Il est vrai que les Polonais n’avaient pas lésiné sur les moyens pour prévenir tout incident et surtout tout attentat islamiste. Les forces de polices étaient présentes en grand nombre et très bien organisées, secondées par des gendarmes et des hélicoptères de l’armée qui observaient les lieux de rassemblement depuis le ciel. Mais les policiers polonais n’ayant pas eu à subir des mois d’agressions de militants d’extrême gauche, de voyous en tout genre et de musulmans islamistes, ils étaient à la fois vigilants et détendus, fermes et aimables, souvent même souriants, et leur présence se fondait dans la foule chrétienne. Les Français, très nombreux à en croire les drapeaux brandis au-dessus des têtes, mais aussi les Italiens, probablement encore plus nombreux, les Espagnols, plus bruyants, et les Britanniques, Allemands, Belges, Hollandais, etc. auront probablement remarqué le contraste avec leur propre pays : les pays d’Europe centrale situés à l’est de l’ancien rideau de fer, comme la Pologne, sont des pays où l’État fait respecter l’ordre démocratique et où l’écrasante majorité des citoyens se comportent de manière civilisée, et c’est aussi pourquoi on s’y sent mieux et plus libres.
La semaine des Journées Mondiales de la Jeunesse avait été précédée d’une semaine d’accueil des pèlerins dans les paroisses polonaises. Des milliers de jeunes et moins jeunes logés dans les familles catholiques ont pu faire l’expérience de l’hospitalité au pays de Jean-Paul II, l’instigateur de ces JMJ. « Gość w domu, Bóg w domu », dit la sentence polonaise, ce qui veut dire « Un invité à la maison, c’est Dieu à la maison ». Et il est vrai qu’héberger ces catholiques venus d’ailleurs, c’était comme héberger Jésus Christ lui-même pour des chrétiens. C’était également le cas pour ma famille franco-polonaise car nous avons eu la joie d’avoir avec nous pendant une semaine deux prêtres coréens qui accompagnaient un groupe de jeunes de la communauté Kkottongnae. Personnellement, nous aurions aimé après cette rencontre que les prochaines JMJ se déroulent en Corée du Sud, mais c’est Panama qui a été choisi, à la grande joie des Panaméens présents au Campus Misericordiae (le Champ de la Miséricorde) de Brzegi, à une quinzaine de kilomètres de Cracovie, où s’étaient déroulées la veillée de prière et la messe d’envoi.

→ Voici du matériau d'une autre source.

PR #2383, opened 2021-10-28
add missing type declarations

franmomu:
|      Q       |   A
|------------- | -----------
| Type         | improvement
| BC Break     | no
| Fixed issues | 

#### Summary

We can individually set up some checks to force type declarations (extracted from https://github.com/phpstan/phpstan-src/blob/master/conf/config.level6.neon)

### DIFF
--- a/benchmark/Document/HydrateDocumentBench.php
+++ b/benchmark/Document/HydrateDocumentBench.php
@@ -35,7 +35,7 @@ final class HydrateDocumentBench extends BaseBench
     /** @var HydratorInterface */
     private static $hydrator;
 
-    public function init()
+    public function init(): void
     {
         self::$data = [
             '_id' => new ObjectId(),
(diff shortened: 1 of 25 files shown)


IonBazan (approved):
Nice 👍🏻 Are we targeting to get level 6 in v2.3.0? If so, can you create an issue with checkboxes representing each rule to track the progress on that?

lib/Doctrine/ODM/MongoDB/Aggregation/Stage/Out.php
```diff
@@ -37,6 +37,7 @@ public function getExpression(): array
     public function out(string $collection): Stage\Out
     {
         try {
+            // @phpstan-ignore-next-line if $from is not a class-string is handled by the try-catch
```
SenseException: The PHPStan issues should be put into the config file. Same with the other files.

SenseException (changes requested):

SenseException (approved):

franmomu:
merged in https://github.com/doctrine/mongodb-odm/pull/2385

PR #2385, opened 2021-11-02
Use PHPStan 1

franmomu:
|      Q       |   A
|------------- | -----------
| Type         | improvement
| BC Break     | no
| Fixed issues | 

#### Summary

It's made on top of https://github.com/doctrine/mongodb-odm/pull/2383, once that is merge I'll rebase this one


lib/Doctrine/ODM/MongoDB/Mapping/ClassMetadata.php
```diff
@@ -1356,7 +1363,7 @@ public function getCollection(): string
      * Sets the collection this Document is mapped to.
      *
      * @param array|string $name
-     * @psalm-param array{name: string, capped?: bool, size?: int, max?: int}|string $name
+     * @psalm-param array{name?: string, capped?: bool, size?: int, max?: int}|string $name
```
malarzm: Why this? `name` is actually required to be present in the array :)

lib/Doctrine/ODM/MongoDB/Repository/DocumentRepository.php
```diff
@@ -243,6 +243,7 @@ public function matching(Criteria $criteria): ArrayCollection
         }
 
         // @TODO: wrap around a specialized Collection for efficient count on large collections
+        /** @var Iterator<int, T> $iterator */
         $iterator = $queryBuilder->getQuery()->execute();
         assert($iterator instanceof Iterator);
```
malarzm, line 248: I guess the `assert` can be removed now?

tests/Doctrine/ODM/MongoDB/Tests/Functional/DiscriminatorsDefaultValueTest.php
```diff
@@ -185,28 +185,28 @@ class ParentDocumentWithoutDiscriminator extends ParentDocument
...
-     * @var ChildDocumentWithDiscriminator|null
+     * @var ChildDocumentWithDiscriminator
      */
     protected $referencedChild;
 
     /**
      * @ODM\ReferenceMany(targetDocument=ChildDocumentWithoutDiscriminator::class)
      *
-     * @var Collection<int, ChildDocumentWithDiscriminator>
+     * @var Collection<int, ChildDocumentWithDiscriminator>|array<ChildDocumentWithDiscriminator>
```
malarzm, line 195: Personally I'm more for `ChildDocumentWithDiscriminator[]`. How do we tend to use these across the repository?

malarzm (approved):

lib/Doctrine/ODM/MongoDB/Mapping/ClassMetadata.php
franmomu: It was because of the `isset` check below, I've added `treatPhpDocTypesAsCertain` option as `false` which seems cleaner.

tests/Doctrine/ODM/MongoDB/Tests/Functional/DiscriminatorsDefaultValueTest.php
franmomu: I was using `[]` at first and then I changed them to this because I was getting (not in this case):

https://phpstan.org/r/3d620f33-b686-4cea-ad37-510b638b2845

Apparently that only happens when there is a default value of `[]` 🤔

lib/Doctrine/ODM/MongoDB/Repository/DocumentRepository.php
franmomu: yeah we can, I left it because if we reach level 6 of PHPStan or achieve to make query builder generic, we could get rid of the `@var` annotation, but we can remove it in the meanwhile.

tests/Doctrine/ODM/MongoDB/Tests/Functional/DiscriminatorsDefaultValueTest.php
malarzm: Weird, empty array should be good enough for anything array-ish :) Mind reporting it to PHPStan?

lib/Doctrine/ODM/MongoDB/Repository/DocumentRepository.php
malarzm: No need in this case :+1:

malarzm:
Thanks @franmomu!

tests/Doctrine/ODM/MongoDB/Tests/Functional/DiscriminatorsDefaultValueTest.php
franmomu: I was looking at this and I found in https://phpstan.org/writing-php-code/phpdoc-types#iterables

> These iterable rules are applied only when the Collection type isn’t generic. When it’s generic, generics rules for class-level type variables are applied.

> If PHP encounters Collection|Foo[], two possible paths are taken:

> Collection implements Traversable so Collection|Foo[] is interpreted as a Collection object that iterates over Foo. The array part isn’t applied.
> Collection does not implement Traversable so Collection|Foo[] is interpreted as a Collection object or an array of Foo objects.
> If Collection|Foo[] means "Collection or array" in your case even if Collection implements Traversable, you need to disambiguate the type by using `Collection|array<Foo>` instead.

So this last paragraph explains this case, good to know.

PR #2386, opened 2021-11-03
Remove key template for iterators

franmomu:
|      Q       |   A
|------------- | -----------
| Type         | improvement
| BC Break     | no
| Fixed issues | 

#### Summary

I think there is no need for specifying the key as template when using iterators, otherwise we (and users) always have to use: `Iterator<key, User>` instead of `Iterator<User>`.

I've used `mixed` as key because of [`Iterator::key` definition](https://www.php.net/manual/en/iterator.key.php). In the tests directory, all the occurrences I've found are using `int`.


malarzm (approved):

malarzm:
Thanks @franmomu!

PR #2388, opened 2021-11-05
Use array_diff_key to get diff for new or deleted documents

### LINKED ISSUE #2387: Doctrine deletes embedded documents
### Bug Report

|    Q        |   A
|------------ | ------
| BC Break    | no
| Version     | 1.0.3-2.2.3

#### Current behavior

In current [PersistentCollectionTrait::getDeletedDocuments](https://github.com/doctrine/mongodb-odm/blob/2.2.2/lib/Doctrine/ODM/MongoDB/PersistentCollection/PersistentCollectionTrait.php#L256) implementation array_udiff used, and in some cases it returns wrong results so doctrine removes valid documents from collection.

#### How to reproduce
It is not so easy to reproduce with doctrine code with test cases because it uses spl_object_hash, but here is example with real object hashes from real application
```php
<?php

$arr1 = [
"000000001602268d0000000049345143",
"00000000160224e90000000049345143",
"000000001602235e0000000049345143",
"00000000160223480000000049345143",
"00000000160223ba0000000049345143",
"00000000160223b40000000049345143",
"00000000160223a60000000049345143",
"00000000160223900000000049345143",
"00000000160223820000000049345143",
"00000000160223fc0000000049345143",
"00000000160223ee0000000049345143",
"00000000160223d80000000049345143",
"00000000160223ca0000000049345143",
"00000000160223c40000000049345143",
"00000000160222360000000049345143",
"00000000160222200000000049345143",
"00000000160222120000000049345143",
"000000001602220c0000000049345143",
"000000001602227e0000000049345143",
"00000000160222680000000049345143",
"000000001602225a0000000049345143",
"00000000160222540000000049345143",
"00000000160222460000000049345143",
"00000000160222b00000000049345143",
"00000000160222a20000000049345143",
"000000001602229c0000000049345143",
"000000001602228e0000000049345143",
"00000000160222f80000000049345143",
"00000000160222ea0000000049345143",
"00000000160222e40000000049345143",
"00000000160222d60000000049345143",
"00000000160222c00000000049345143",
"00000000160221320000000049345143",
"000000001602212c0000000049345143",
"000000001602211e0000000049345143",
"00000000160221080000000049345143",
"000000001602217a0000000049345143",
"00000000160221740000000049345143",
"00000000160221660000000049345143",
"00000000160221500000000049345143",
];

$arr2 = $arr1;
$arr2[] = "00000000160220a30000000049345143";

var_dump(array_diff(
    $arr1,
    $arr2
));

var_dump(array_udiff(
    $arr1,
    $arr2,
    function ($a, $b) {
        return $a === $b ? 0 : ($a > $b ? 1 : -1);
    }
));

var_dump(array_udiff(
    $arr1,
    $arr2,
    function ($a, $b) {
        return $a <=> $b;
    }
));
```

Result:
```
array(0) {
}
array(2) {
  [14]=>
  string(32) "00000000160222360000000049345143"
  [15]=>
  string(32) "00000000160222200000000049345143"
}
array(2) {
  [14]=>
  string(32) "00000000160222360000000049345143"
  [15]=>
  string(32) "00000000160222200000000049345143"
}

```
Here we execute snippet: https://sandbox.onlinephpfunctions.com/code/9476593e43d067fe72cf8e05f9b993112ce7e15b

#### Expected behavior

Doctrine should not delete valid objects from collection

#### Possible solutions:

We can use some other methods to get documents diff. For example in doctrine ORM 
array_diff_key is used https://github.com/doctrine/orm/blob/2.10.x/lib/Doctrine/ORM/PersistentCollection.php#L695
or we can try to use strcmp to compare two hashes: https://sandbox.onlinephpfunctions.com/code/6f3a86594e0e86dba6199e45392a4bbfb7e70cd3

pepeh:
|      Q       |   A
|------------- | -----------
| Type         | bug
| BC Break     | no
| Fixed issues | fixes #2387

#### Summary

Avoid of array_udiff usage for getDeletedDocuments and getInsertedDocuments functions

### DIFF
--- a/lib/Doctrine/ODM/MongoDB/PersistentCollection/PersistentCollectionTrait.php
+++ b/lib/Doctrine/ODM/MongoDB/PersistentCollection/PersistentCollectionTrait.php
@@ -256,10 +256,10 @@ trait PersistentCollectionTrait
     public function getDeletedDocuments()
     {
         $coll = $this->coll->toArray();
-        $loadedObjectsByOid = \array_combine(\array_map('spl_object_hash', $this->snapshot), $this->snapshot);
-        $newObjectsByOid = \array_combine(\array_map('spl_object_hash', $coll), $coll);
+        $loadedObjectsByOid = array_combine(array_map('spl_object_hash', $this->snapshot), $this->snapshot);
+        $newObjectsByOid = array_combine(array_map('spl_object_hash', $coll), $coll);
 
-        return array_values(\array_diff_key($loadedObjectsByOid, $newObjectsByOid));
+        return array_values(array_diff_key($loadedObjectsByOid, $newObjectsByOid));
     }
 
     /** {@inheritdoc} */
@@ -278,10 +278,10 @@ trait PersistentCollectionTrait
     public function getInsertedDocuments()
     {
         $coll = $this->coll->toArray();
-        $loadedObjectsByOid = \array_combine(\array_map('spl_object_hash', $this->snapshot), $this->snapshot);
-        $newObjectsByOid = \array_combine(\array_map('spl_object_hash', $coll), $coll);
+        $loadedObjectsByOid = array_combine(array_map('spl_object_hash', $this->snapshot), $this->snapshot);
+        $newObjectsByOid = array_combine(array_map('spl_object_hash', $coll), $coll);
 
-        return array_values(\array_diff_key($newObjectsByOid, $loadedObjectsByOid));
+        return array_values(array_diff_key($newObjectsByOid, $loadedObjectsByOid));
     }
 
     /** {@inheritdoc} */
--- a/lib/Doctrine/ODM/MongoDB/PersistentCollection/PersistentCollectionTrait.php
+++ b/lib/Doctrine/ODM/MongoDB/PersistentCollection/PersistentCollectionTrait.php
@@ -11,13 +11,14 @@ use Doctrine\ODM\MongoDB\MongoDBException;
 use Doctrine\ODM\MongoDB\UnitOfWork;
 use Doctrine\ODM\MongoDB\Utility\CollectionHelper;
 
-use function array_udiff;
+use function array_combine;
+use function array_diff_key;
+use function array_map;
 use function array_udiff_assoc;
 use function array_values;
 use function count;
 use function get_class;
 use function is_object;
-use function spl_object_hash;
 
 /**
  * Trait with methods needed to implement PersistentCollectionInterface.
@@ -255,9 +256,9 @@ trait PersistentCollectionTrait
     /** {@inheritdoc} */
     public function getDeletedDocuments()
     {
-        $coll = $this->coll->toArray();
+        $coll               = $this->coll->toArray();
         $loadedObjectsByOid = array_combine(array_map('spl_object_hash', $this->snapshot), $this->snapshot);
-        $newObjectsByOid = array_combine(array_map('spl_object_hash', $coll), $coll);
+        $newObjectsByOid    = array_combine(array_map('spl_object_hash', $coll), $coll);
 
         return array_values(array_diff_key($loadedObjectsByOid, $newObjectsByOid));
     }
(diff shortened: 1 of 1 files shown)


IonBazan:
@pepeh thanks for reporting and solving the problem. Can you add some tests to verify the new behaviour? Please also run `vendor/bin/phpcbf` to fix code style.

pepeh:
@IonBazan Thank you. I have fixed code style.

We already have test cases
[testGetDeletedDocuments](https://github.com/doctrine/mongodb-odm/blob/064f9052e6605d8af30556cc86997b434b6c5422/tests/Doctrine/ODM/MongoDB/Tests/PersistentCollectionTest.php#L137)
[testGetInsertedDocuments](https://github.com/doctrine/mongodb-odm/blob/064f9052e6605d8af30556cc86997b434b6c5422/tests/Doctrine/ODM/MongoDB/Tests/PersistentCollectionTest.php#L211)
and i'm not sure what can I add more.

IonBazan (approved):

lib/Doctrine/ODM/MongoDB/PersistentCollection/PersistentCollectionTrait.php
```diff
@@ -255,18 +257,15 @@ static function ($a, $b) {
     /** {@inheritdoc} */
     public function getDeletedDocuments()
     {
-        $compare = static function ($a, $b) {
-            $compareA = is_object($a) ? spl_object_hash($a) : $a;
-            $compareb = is_object($b) ? spl_object_hash($b) : $b;
-
-            return $compareA === $compareb ? 0 : ($compareA > $compareb ? 1 : -1);
+        $callback = static function ($val) {
+            return is_object($val) ? spl_object_hash($val) : $val;
```
franmomu: I'm wondering if it could be possible to be something different than `object`.

franmomu (approved):

lib/Doctrine/ODM/MongoDB/PersistentCollection/PersistentCollectionTrait.php
pelekhw2: getDeletedDocuments is used only on 1 place. I don't know why on old variant `is_object($val) ? spl_object_hash($val) : $val` instead just `spl_object_hash($val)` is used.

https://github.com/doctrine/mongodb-odm/blob/e01fe301d6fbda274001cfeaec60b2d642db2643/lib/Doctrine/ODM/MongoDB/UnitOfWork.php#L926

IonBazan: I wonder if we could also rely on `spl_object_id()` instead which is apparently slightly faster.

pepeh: It works in the same way, just returns numbers so we can use it.

```PHP
<?php
var_dump(spl_object_hash(new StdClass()), spl_object_hash(new StdClass()));
var_dump(spl_object_id(new StdClass()), spl_object_id(new StdClass()));

$a = new StdClass();
$b = new StdClass();

var_dump(spl_object_id($a), spl_object_id($b));

```
Result
```
string(32) "000000004e83240c000000005159bace"
string(32) "000000004e83240c000000005159bace"
int(1)
int(1)
int(1)
int(2)
```

pepeh: Should I change it?
And should I keep "is_object($val)" condition?

IonBazan: `PersistentCollection` shouldn't be used with anything that is not managed by UoW so I think we should be safe to skip that `is_object()` check and replace `spl_object_hash()` with `spl_object_id()` just like in ORM. 

This piece of code is really old (pre-PHP 7) and intended to be used only by UoW internally so this doesn't seem like a breaking change to me unless @malarzm or @alcaeus disagree.

pepeh: ok, changes are pushed

malarzm (approved):
IIRC the `is_object` check could come from some ooold times when PersistentCollection was meant to be used with other collection thingies. As it's only used for holding objects I think it's safe to drop it (but I'm still in vacation mode so I might be wrong 👼)

All in all, the change looks good to me 👍

IonBazan (approved):

IonBazan:
Thank you @pepeh! ❤️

Le temps n’a pas toujours été au beau fixe durant ces Journées Mondiales de la Jeunesse, mais la joie était au rendez-vous y compris pendant les quelques moments de pluie intense. Chaque pèlerin avait d’ailleurs reçu à son arrivée un sac avec, entre autres choses utiles, un poncho pour la pluie. Fort heureusement, le ciel était clément pour la nuit du samedi au dimanche où la plupart des jeunes venus à Cracovie veillaient ou dormaient sur le Campus Misericordiae.